Collected data entries:
_ _ _

PR #4335, opened 2024-10-08
[MaterialAutoCompleteTextView] incorrect filtering is not applied after rotating device

### LINKED ISSUE #1464: [Exposed Dropdown Menu] Filtering incorrectly applied after rotation
**Description:** It seems that in some cases filtering  is incorrectly applied to `AutocompleteTextView` after rotating the  device which causes that all options except for the selected one disappear from Dropdown Menu.

Steps to reproduce:
1. Open Material Catalog app
2. Go to TextField -> Exposed Dropdown Menu Demo
3. Tap on 4th TextField from the  top and select any  value from the  dropdown menu.
4. Rotate the device to landscape and back to portrait
5. Try to select a value from any of the 4 TextFields

The result is that those Dropdowns are now showing only 1 value instead of all of them.

**Expected behavior:** All TextField Dropdown Menus should show all values after device rotations

**Android API version:** Tested on Android 10 and Android 11 Beta

**Material Library version:** Checked on 1.3.0-alpha01 and 1.2.0-beta01

**Device:** Google Pixel 3 and Emulator

manabu-nakamura:
closes #1464
https://github.com/material-components/material-components-android/issues/1464#issuecomment-1829309736
#4506


manabu-nakamura:
https://github.com/material-components/material-components-android/commit/690bbfc917b5a31f18d6285a684e39e6ef55dd6a

manabu-nakamura:
https://github.com/material-components/material-components-android/commit/76dce7347baa9157b50d0333d611bcaa6ba6d856

Issue #4473, opened 2024-12-16
[NavigationView] Relative item shape insets work incorrectly in RTL


pubiqq:
`NavigationView` with `app:itemShapeInsetEnd="96dp"` in RTL:

<table>
  <tr>
    <th>Actual result</th>
    <th>Expected result</th>
   </tr> 
   <tr>
    <td><img src="https://github.com/user-attachments/assets/dcdaeb40-211a-4667-b9a6-98ed3fba32c9" width="270px"></td>
    <td><img src="https://github.com/user-attachments/assets/f7ac1438-8d83-4d18-8d85-b16cdf0ba928" width="270px"></td>
      </tr>
</table>

**Material Library version:** 1.13.0-alpha08

PR #4474, opened 2024-12-16
[NavigationView] Fix behavior of itemShapeInset* attributes

pubiqq:
Fixes https://github.com/material-components/material-components-android/issues/4473


pubiqq:
Ping

PR #4483, opened 2024-12-18
[Internal] Deprecate compat ViewOverlay

pubiqq:


leticiarossi:
ah sorry, I missed this PR and only saw https://github.com/material-components/material-components-android/pull/4736 which is being synced internally currently

pubiqq:
> ah sorry, I missed this PR and only saw https://github.com/material-components/material-components-android/pull/4736 which is being synced internally currently

It's okay, it looks like https://github.com/material-components/material-components-android/pull/4736 breaks backward compatibility, so my PR may still be useful.

pubiqq:
> since that is a restricted API it should be ok to removed it ...

Also, this API is public and I don't think it's ok to remove it without following a deprecation strategy. There are over 600 places in the `material-components` library that use androidx restricted API and I think it would be annoying if someone removed it in the same manner.

PR #4547, opened 2025-01-20
[TabLayoutMediator] Don't try to detach an already detached TabLayout

pubiqq:


leticiarossi (approved):
I don't think the warning is necessary, otherwise LGTM! I can remove the warning internally

pubiqq:
It seems to me that if the `attach()` function throws an error when trying to attach an attached component, then the `detach` function should at least log an attempt to detach a detached component. Anyway, I'll leave it up to you.

PR #4599, opened 2025-02-12
Add marquee (scrolling text) support for MaterialToolbar

Ishan09811:
This PR adds marquee (scrolling text) support for long titles in MaterialToolbar allowing better UX when displaying lengthy text in the app bar.

NOTE: it will not work with collapsingToolbarLayout as it handles text differently


Ishan09811:
@google-cla bot recheck

PR #4615, opened 2025-02-20
[SideSheet] Prevent NullPointerException when viewRef was nullified and only then accessed by runAfterLayout lambda

eugenegff:
Prevent NullPointerException when viewRef was nullified as part of SideSheetBehavior.onDetachedFromLayoutParams() and only then accessed by runAfterLayout lambda. Similar nearby checks outside of lambda are not enough, as all of them are executed immediately, and access in lambda is done later, after layout.


eugenegff:
signed cla

eugenegff:
This issue is still actual. Unfortunately we can not workaround it on our side in derived class, as viewRef is private field.

eugenegff:
@drchen FYI - fix for NPE in SideSheetBehavior.setState()

Issue #4639, opened 2025-03-04
[TopAppBar] Subtitle letters move sideways when fading


pubiqq:
https://github.com/user-attachments/assets/f5bd73eb-fb35-414b-9ab7-0488061dd3dd

**Material Library version:** 1.13.0-alpha11

PR #4640, opened 2025-03-04
[Internal] Make letter spacing dependent on text size in CollapsingTextHelper

pubiqq:
Also fixes https://github.com/material-components/material-components-android/issues/4639.

### DIFF
--- a/lib/java/com/google/android/material/internal/CollapsingTextHelper.java
+++ b/lib/java/com/google/android/material/internal/CollapsingTextHelper.java
@@ -696,17 +696,6 @@ public final class CollapsingTextHelper {
       textPaint.setColor(getCurrentCollapsedTextColor());
     }
 
-    if (collapsedLetterSpacing != expandedLetterSpacing) {
-      textPaint.setLetterSpacing(
-          lerp(
-              expandedLetterSpacing,
-              collapsedLetterSpacing,
-              fraction,
-              AnimationUtils.FAST_OUT_SLOW_IN_INTERPOLATOR));
-    } else {
-      textPaint.setLetterSpacing(collapsedLetterSpacing);
-    }
-
     // Calculates paint parameters for shadow layer.
     currentShadowRadius = lerp(expandedShadowRadius, collapsedShadowRadius, fraction, null);
     currentShadowDx = lerp(expandedShadowDx, collapsedShadowDx, fraction, null);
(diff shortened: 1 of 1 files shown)


drchen:
Hey Hunter, will you able to review this PR?

pubiqq:
Ping.

lib/java/com/google/android/material/internal/CollapsingTextHelper.java
```diff
@@ -712,17 +712,6 @@ private void calculateOffsets(final float fraction) {
...
-      textPaint.setLetterSpacing(
-          lerp(
-              expandedLetterSpacing,
-              collapsedLetterSpacing,
-              fraction,
-              AnimationUtils.FAST_OUT_SLOW_IN_INTERPOLATOR));
-    } else {
-      textPaint.setLetterSpacing(collapsedLetterSpacing);
-    }
-
```
hunterstich: Instead of removing this block, could it be moved into the `else` statement of `if (fadeModeEnabled)`?

```
if (fadeModeEnabled) {
   ...
} else {
   lerp letter spacing
}
```

hunterstich (changes requested):

hunterstich:
Hey @pubiqq!

I checked this PR internally and it is causes some breakages with TextInputLayout's hint. With this change, when the hint text is collapsed on focus, the hint's letter spacing is smaller than it was previously.

I added some comments suggesting an alternative approach. Let me know what you think.

hunterstich:
Hey @pubiqq. I went ahead and made the changes suggested in tis PR's comments internally. The change should be synced out soon and will close this PR.

pubiqq:
> I checked this PR internally and it is causes some breakages with TextInputLayout's hint. With this change, when the hint text is collapsed on focus, the hint's letter spacing is smaller than it was previously.

For intermediate values of `fraction`, the letter spacing is indeed slightly different from the previous implementation because in the PR it depends on the [text scale](https://github.com/material-components/material-components-android/blob/6b05f8a5e9e470fdd17108cb56e256fd4ea042f1/lib/java/com/google/android/material/internal/CollapsingTextHelper.java#L1102-L1105), which is interpolated using `textSizeInterpolator`, whereas the original implementation uses hardcoded [`AnimationUtils.FAST_OUT_SLOW_IN_INTERPOLATOR`](https://github.com/material-components/material-components-android/blob/00e5edac88e7f24086f95b866efccce4632b8630/lib/java/com/google/android/material/internal/CollapsingTextHelper.java#L716-L721). This seems like the more expected behavior, and that was part of the reason for creating this PR ("Make letter spacing dependent on text size").

PR #4643, opened 2025-03-07
Fix deprecation warning.

JonEckenrode:
Fix link in deprecation warning.


hunterstich:
Thanks, Jon

hunterstich:
This link actually looks correct to me as is. Closing but if feel free to re-open if I've missed something.

PR #4669, opened 2025-03-14
[LinearProgressIndicator] Fix stop indicator size when changing track thickness

pubiqq:


paulfthomas:
I can't reproduce the issue, can you provide more details? It may have been fixed already

pubiqq:
https://github.com/user-attachments/assets/fd8d538d-57ec-495f-81e2-63fd1f47aaec

Issue #4630, opened 2025-02-27
[FloatingActionButton] Animation jerk when switching from the intermediate FAB state to the expanded one


pubiqq:
https://github.com/user-attachments/assets/167ba024-61fe-44f7-b0e4-4bad983c3107

**Material Library version:** 1.13.0-alpha11

PR #4596, opened 2025-02-11
[FloatingActionButton] Fix the width calculation in the wrap_content extend strategy

pubiqq:

PR #4695, opened 2025-03-19
[FloatingActionButton] Fix the width calculation in the wrap_content extend strategy

pubiqq:
Fixes https://github.com/material-components/material-components-android/issues/4630.

--

_P.S. Originally posted by @pubiqq in https://github.com/material-components/material-components-android/issues/4596#issuecomment-2688859561_.


leticiarossi:
forgot to review here with a LGTM before syncing internally!

PR #223, opened 2019-10-21
Unify errors

Zalastax:
A few more tests, a few more errors that are handled the common way!

Before on `test/should_fail/call.erl`
```
The function f on line 11 at column 5 is expected to return boolean() but it returns {}
Expected function B on line 15 at column 5 to have a function type,
but it has the following type:
true | false
The function F on line 19 at column 5 is expected to return integer() but it returns boolean()
```
After:
```
The expression f() on line 11 at column 5 is expected to have type boolean() but it has type {}
The variable B on line 15 at column 5 is expected to have type fun() but it has type true | false
The expression F() on line 19 at column 5 is expected to have type integer() but it has type boolean()
```

Before on `bin/gradualizer test/should_fail/arith_op.erl`
```
...
The 'bnot' expression on line 36 at column 9 has a non-integer argument  of type [char()]
```

After:
```
...
The variable S on line 36 at column 14 is expected to have type integer() but it has type [char()]
```

Before on `test/should_fail/logic_op.erl`:
```
...
The 'not' expression on line 42 at column 9 has a non-boolean argument of type integer()
```
After:
```
...
The expression not N on line 42 at column 9 is expected to have type boolean() but it has type integer()
```


Zalastax:
Done!

Highlight from ` test/should_fail/logic_op.erl`:
```
The 'andalso' expression X
andalso
{} on line 33 at column 21 is expected to have type tuple() but it has type {} | false
The variable O on line 38 at column 5 is expected to have type tuple() but it has type false | false | true
The negation not N on line 42 at column 9 is expected to have type boolean() but it has type integer()
```

Issue #224, opened 2019-10-22
Unexpected error when using annotated types


erszcz:
I'm experiencing a strange type error with the following code:

```erlang
    66	-spec handle_purge_message_form(From :: jid:jid(), ArcJID :: jid:jid(),
    67	                                IQ :: jlib:iq()) ->
    68	    jlib:iq() | ignore | {error, term(), jlib:iq()}.
    69	handle_purge_message_form(#jid{} = From, #jid{} = ArcJID,
    70	                          #iq{xmlns=_MamNs, sub_el = QueryEl} = IQ) ->
    71	    ...
```

The error is:

```
The record patterns for record #jid on line 69 at column 27 is expected to have type From :: jid:jid().
```

When I modify the spec not to use the type variable `From`:

```erlang
-spec handle_purge_message_form(From :: jid:jid(), ArcJID :: jid:jid(),
                                IQ :: jlib:iq()) ->
    ...
```

the error is gone, but immediately an identical one for `ArcJID` pops up for the same line. Same happens for `IQ` when I proceed. Finally, no errors for line 69 are reported once the spec is free from type vars:

```erlang
-spec handle_purge_message_form(jid:jid(), jid:jid(), jlib:iq()) ->
    ...
```

This seems completely unexpected to me. Might there be a bug in some type equivalence checks between types named with a variable and same types, but with no explicit names attached?

zuiderkwast:
Seems to fail on the handling of annotated types, yes. Thanks for reporting the bug!

Feel free to add a minimal `known_problems` test case!

(For the solution, I think these should be removed in the normalization, which perhaps isn't happening where it should in some case.)

erszcz:
I've minimised the problem to:

```erlang
-record(r, {}).
-type r() :: #r{}.

-spec named_record_arg(R :: r()) -> {ok, R}.
named_record_arg(#r{} = R) -> {ok, R}.
```

Interestingly, the problem disappears when we rewrite it as:

```erlang
-spec named_record_arg(R) -> {ok, R} when
      R :: r().
named_record_arg(#r{} = R) -> {ok, R}.
```

[Here's the test case](https://github.com/josefs/Gradualizer/pull/225).

NelsonVides:
> Interestingly, the problem disappears when we rewrite it as:
> 
> ```erlang
> -spec named_record_arg(R) -> {ok, R} when
>       R :: r().
> named_record_arg(#r{} = R) -> {ok, R}.
> ```
[...]

Issue #180, opened 2019-04-05
Meaning of annotated types


gomoripeti:
Existing documentation:

- The erlang documentation for types and specs does not mention annotated types at all http://erlang.org/doc/reference_manual/typespec.html
- The Erlang documentation of the abstract format has the following to say (http://erlang.org/doc/apps/erts/absform.html#types)
  > If T is an annotated type `A :: T_0`, where `A` is a *variable*, then Rep(T) = `{ann_type,LINE,[Rep(A),Rep(T_0)]}`.
- The Elixir documentation states (https://hexdocs.pm/elixir/typespecs.html#defining-a-specification)
  > You can also name your arguments in a typespec using `arg_name :: arg_type` syntax.

From all this I deduct that in an annotated type `A :: T` `A` is not a type variable or type, and `::` does not says that "A is a *subtype* of T", but rather "A is a *name* or *variable name*, the value of which has the type T". It is common practice in Erlang and Elixir code that A is the same as the variable name in the head of the function implementation.

Although Gradualizer can give any meaning to existing type/spec constructs but I think the recent tendency was more to support the existing usage patterns and to be able to support as much existing code as possible. (A good example is the practical usage of what looks like bounded polymorphic types)

Therefore I suggest to treat the annotation of annotated types as shear documentation and ignore it as soon in the process as possible. @josefs @zuiderkwast @Zalastax @UlfNorell please share your views in this thread!

zuiderkwast:
Another possibility would be to treat them as introducing a type alias, so that

```Erlang
-spec foo(A :: string(), A) -> ok.
```

means the same as

```Erlang
-spec foo(A, A) -> ok when A :: string().
```

I've never seen any code using them like this though, so I think just dropping them makes more sense.

What does dialyzer do with a spec such as the first one above? Is it even valid?

Zalastax:
@zuiderkwast annotated types sure look a lot like type variables used in specs but I'm not certain they are the same. It makes sense for them to be the same so that type variables can be expressed in `fun` types, but `fun` types don't support conjunctions so we can't expect feature parity.

Type variables are weird so your spec actually says that `foo` accepts two strings that have to be the same...

(from [typespec](http://erlang.org/doc/reference_manual/typespec.html)):

Type variables can be used in specifications to specify relations for the input and output arguments of a function. For example, the following specification defines the type of a polymorphic identity function:
```Erlang
  -spec id(X) -> X.
```
[...]

PR #227, opened 2019-10-23
Evade the erlc compile bug

erszcz:
It turns out the previous PR for #224 triggered an `erlc` bug. This one fixes the test to sidestep that. Interesting that [the `erlc` issue is at least 3 years old](http://erlang.org/pipermail/erlang-questions/2016-October/090668.html).

@NelsonVides, thanks for catching that!

`erlc` can't compile the spec:

    -spec named_record_arg(R :: r()) -> {ok, R}.

and reports the following error:

    annotated_types_problems.erl:8: type variable 'R' is only used once (is unbound)

Let's sidestep this issue for this gradualizer test.

### DIFF
--- a/test/known_problems/should_pass/annotated_types_problems.erl
+++ b/test/known_problems/should_pass/annotated_types_problems.erl
@@ -5,5 +5,5 @@
 -record(r, {}).
 -type r() :: #r{}.
 
--spec named_record_arg(R :: r()) -> {ok, R}.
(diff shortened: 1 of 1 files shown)


Zalastax:
For clarity, `R` is not a type variable, it's an annotated type. We've discussed this confusing topic in #180.

erszcz:
I think #228 solves this problem - I'm closing this one.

_ _ _

WHAT TO PRODUCE: Restate word for word the entries above, starting at the line with "[Internal] Make letter" and ending at the line with "collapsedShadowRadius, fraction, null);", inclusive, and no others.

WRITTEN RESPONSE:
[Internal] Make letter spacing dependent on text size in CollapsingTextHelper

pubiqq:
Also fixes https://github.com/material-components/material-components-android/issues/4639.

### DIFF
--- a/lib/java/com/google/android/material/internal/CollapsingTextHelper.java
+++ b/lib/java/com/google/android/material/internal/CollapsingTextHelper.java
@@ -696,17 +696,6 @@ public final class CollapsingTextHelper {
       textPaint.setColor(getCurrentCollapsedTextColor());
     }
 
-    if (collapsedLetterSpacing != expandedLetterSpacing) {
-      textPaint.setLetterSpacing(
-          lerp(
-              expandedLetterSpacing,
-              collapsedLetterSpacing,
-              fraction,
-              AnimationUtils.FAST_OUT_SLOW_IN_INTERPOLATOR));
-    } else {
-      textPaint.setLetterSpacing(collapsedLetterSpacing);
-    }
-
     // Calculates paint parameters for shadow layer.
     currentShadowRadius = lerp(expandedShadowRadius, collapsedShadowRadius, fraction, null);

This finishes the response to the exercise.